Exercise aim >>
Go over the entries below line by line, copying each one that contains the word "typo".
- - -
PR #1142, opened 2019-05-30
Fixed typo in word sensitive

buinauskas:
A simple typo

sensiitive ->sensitive

Also I'm not sure why last the other line is marked. Could be due to different line endings?


JeremySkinner:
Merged, thanks. Last line was because the file originally didn't have a blank newline at the end, but now does (which is correct)

PR #1148, opened 2019-06-05
Simplify TestHelper internals and advanced syntax

JeremySkinner:
The test helper "advanced" mode is syntactically messy and unclear:

```csharp
var validator = new InlineValidator<Person>();
validator.RuleFor(x => x.Surname).NotNull().WithMessage("required");
validator.RuleFor(x => x.Address.Line1).NotEqual("foo");
```

```csharp
// Current advanced test syntax
var result = validator.TestValidate(new Person { Address = new Address() });
var assert = result.Which;

assert.Property(x => x.Surname).ShouldHaveValidationError().WithMessage("required").WithErrorCode("...");
assert.Property(x => x.Address).Property(x => x.Line1).ShouldNotHaveValidationError();
```

```csharp
// New advanced test syntax
var result = validator.TestValidate(new Person { Address = new Address()) };
result.ShouldHaveValidationErrorFor(x => x.Surname).WithMessage("required");
result.ShouldNotHaveValidationErrorFor(x => x.Address.Line1);
```

- Drops the weird `Which` property
- Simplifies property syntax by moving property expression into the `Should...` methods
- Removes the need to use `Property` multiple times for nested properties
- Remove the over-complicated assertion classes internally 

Preserve backwards compat for now with deprecations. Remove in 9.0. 

- [x] needs changelog update
- [x] needs docs update


JeremySkinner:
8.5-preview2 is now released with this change.

PR #1152, opened 2019-06-11
Adding dynamic Severity

batzen:
This PR adds the ability to use a dynamic severity the same way we can use dynamic custom state by using a provider instead of a fixed value.

Use case:
We used custom state before severity existed in FluentValidation to do the same.
Our validators then created either a warning or an error depending on various conditions like "Does the user have a license to use this feature?" if he does the validation resulted in a warning, if he didn't the validation resulted in an error.

### DIFF
--- a/src/FluentValidation.Tests/UserSeverityTester.cs
+++ b/src/FluentValidation.Tests/UserSeverityTester.cs
@@ -84,5 +84,15 @@ namespace FluentValidation.Tests {
 			result = validator.Validate(person);
 			result.Errors[0].Severity.ShouldEqual(Severity.Info);
 		}
+
+		[Fact]
+		public void Should_use_last_supplied_severity() {
+			validator.RuleFor(x => x.Surname).NotNull().WithSeverity(x => Severity.Warning).WithSeverity(Severity.Info);
+
+			var person = new Person();
+
+			var result = validator.Validate(person);
+			result.Errors[0].Severity.ShouldEqual(Severity.Info);
+		}
 	}
 }
--- a/src/FluentValidation.Tests/UserSeverityTester.cs
+++ b/src/FluentValidation.Tests/UserSeverityTester.cs
@@ -77,16 +77,12 @@ namespace FluentValidation.Tests {
 
 			var person = new Person();
 
-			{
-				var result = validator.Validate(person);
-				result.Errors[0].Severity.ShouldEqual(Severity.Warning);
-			}
+			var result = validator.Validate(person);
+			result.Errors[0].Severity.ShouldEqual(Severity.Warning);
 
-			{
-				person.Age = 100;
-				var result = validator.Validate(person);
-				result.Errors[0].Severity.ShouldEqual(Severity.Info);
-			}
+			person.Age = 100;
+			result = validator.Validate(person);
+			result.Errors[0].Severity.ShouldEqual(Severity.Info);
 		}
 	}
 }
--- a/src/FluentValidation.Tests/UserSeverityTester.cs
+++ b/src/FluentValidation.Tests/UserSeverityTester.cs
@@ -1,30 +1,29 @@
 #region License
 // Copyright (c) Jeremy Skinner (http://www.jeremyskinner.co.uk)
-// 
-// Licensed under the Apache License, Version 2.0 (the "License"); 
-// you may not use this file except in compliance with the License. 
-// You may obtain a copy of the License at 
-// 
-// http://www.apache.org/licenses/LICENSE-2.0 
-// 
-// Unless required by applicable law or agreed to in writing, software 
-// distributed under the License is distributed on an "AS IS" BASIS, 
-// WITHOUT WARRANTIES OR CONDITIONS OF ANY KIND, either express or implied. 
-// See the License for the specific language governing permissions and 
+//
+// Licensed under the Apache License, Version 2.0 (the "License");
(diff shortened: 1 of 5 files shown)


src/FluentValidation.Tests/UserSeverityTester.cs
```diff
@@ -44,5 +43,50 @@ public UserSeverityTester()
...
+			result.Errors[0].Severity.ShouldEqual(Severity.Warning);
+		}
+
+		[Fact]
+		public void Can_Provide_conditional_severity() {
+			validator.RuleFor(x => x.Surname).NotNull().WithSeverity(x => x.Age > 10 ? Severity.Info : Severity.Warning);
+
+			var person = new Person();
+
+			{
```
JeremySkinner: Remove these braces please - can just redefine the `result` variable.

src/FluentValidation/DefaultValidatorOptions.cs
```diff
@@ -382,6 +382,38 @@ public static class DefaultValidatorOptions {
...
+		/// </summary>
+		/// <typeparam name="T"></typeparam>
+		/// <typeparam name="TProperty"></typeparam>
+		/// <param name="rule"></param>
+		/// <param name="severityProvider"></param>
+		/// <returns></returns>
+		public static IRuleBuilderOptions<T, TProperty> WithSeverity<T, TProperty>(this IRuleBuilderOptions<T, TProperty> rule, Func<T, TProperty, Severity> severityProvider) {
+			severityProvider.Guard("A lambda expression must be passed to WithSeverity", nameof(severityProvider));
+
+			var wrapper = new Func<PropertyValidatorContext, Severity>(ctx => {
```
JeremySkinner: You can use a c#7 local function to make this nicer & easier to read.

src/FluentValidation/ValidatorMetadata.cs
```diff
@@ -74,11 +74,16 @@ public class PropertyValidatorOptions {
...
 
+		/// <summary>
+		/// Function used to retrieve the severity for the validator
+		/// </summary>
+		public Func<PropertyValidatorContext, Severity> CustomSeverityProvider { get; set; }
+
 		/// <summary>
 		/// Severity of error.
 		/// </summary>
 		public Severity Severity { get; set; }
```
JeremySkinner: Let's get rid of this entirely (see explanation in the review summary)

src/FluentValidation/DefaultValidatorOptions.cs
batzen: I just copied the code from `WithState`.
That should be changed then too i guess.

src/FluentValidation.Tests/UserSeverityTester.cs
batzen: I prefer to not reuse result variables in tests, but will change it.

src/FluentValidation/ValidatorMetadata.cs
batzen: Will do so.

src/FluentValidation/DefaultValidatorOptions.cs
batzen: To be honest, i don't fully understand what should be changed to a local function here. Could you give me a sample for this case?

JeremySkinner: I meant as an alternative to the `wrapper` variable. Not really necessary but the syntax is slightly nicer than instantiating a `Func`

```csharp
Severity SeverityProvider(PropertyValidatorContext ctx) {
	return severityProvider((T) ctx.Instance, (TProperty) ctx.PropertyValue);
}

return rule.Configure(config => config.CurrentValidator.Options.CustomSeverityProvider = SeverityProvider);
```

src/FluentValidation/ValidatorMetadata.cs
```diff
@@ -75,10 +75,10 @@ public class PropertyValidatorOptions {
 		public Func<PropertyValidatorContext, object> CustomStateProvider { get; set; }
 
 		/// <summary>
-		/// Severity of error.
+		/// Function used to retrieve the severity for the validator
 		/// </summary>
-		public Severity Severity { get; set; }
-		
+		public Func<PropertyValidatorContext, Severity> CustomSeverityProvider { get; set; }
```
JeremySkinner: Let's rename to `SeverityProvider` as there's no longer a distinction between Severity / CustomSeverity.

JeremySkinner:
If you could also rebase onto the 9.x-dev branch too that'd be great!

batzen:
> If you could also rebase onto the 9.x-dev branch too that'd be great!

Done.

src/FluentValidation/ValidatorMetadata.cs
batzen: Done

src/FluentValidation/DefaultValidatorOptions.cs
batzen: Done

JeremySkinner:
Thanks! I'll aim to get this merged in later in the week.

JeremySkinner:
Looks like there are some compile errors when retargetting to 9.0. CI didn't pick that up for some reason as azure devops was having issues and stopped picking up changes from github. I've fixed CI now, and I've pushed changes to your branch to fix the compile errors.

PR #1194, opened 2019-07-20
Added Hungarian language

alexaka1:
Added Language.cs and its constructor to LanguageManager.

### DIFF
--- a/src/FluentValidation/Resources/LanguageManager.cs
+++ b/src/FluentValidation/Resources/LanguageManager.cs
@@ -46,6 +46,7 @@ namespace FluentValidation.Resources {
 				new GeorgianLanguage(),
 				new HebrewLanguage(),
 				new HindiLanguage(),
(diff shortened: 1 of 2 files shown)


JeremySkinner:
Thanks!

alexaka1:
Hi!

May I ask when will the new translation be released into the wild? (I don't really know how this goes, I would assume an updated NuGet is required.) I'd be eager to start using it right away. I've read in another PR that you don't plan on doing any 8.x releases anymore, so will this only come out with 9.0?

JeremySkinner:
There's an 8.5 release in development which will be out before 9.0, so I'll aim to include it as part of that, but the release is tied to asp.net core 3 hitting rtm. I'll aim to publish an updated preview release with this change to nuget later this week though, if you don't mind working with pre-release versions.

JeremySkinner:
8.5-preview4 is now on nuget with this change.

PR #1221, opened 2019-09-02
Bit more helpful info when testing Validators.

### LINKED ISSUE #1220: Validating a Nullable property using ShouldHaveValidationErrorFor doesn't throw an error.
### System Details

- FluentValidation version: 8.4.0

### Issue Description

When trying to test a Nullable property (e.g. `DateTime?) that has some validation rules ... and then using `ShouldHaveValidationErrorFor` it doesn't throw an error, when it should.

The reason for this is because the value to test is really `property.Value` and this property name doesn't match the property name of the Property that errored.

E.g.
- - -
Response for this exercise >>
Fixed typo in word sensitive
A simple typo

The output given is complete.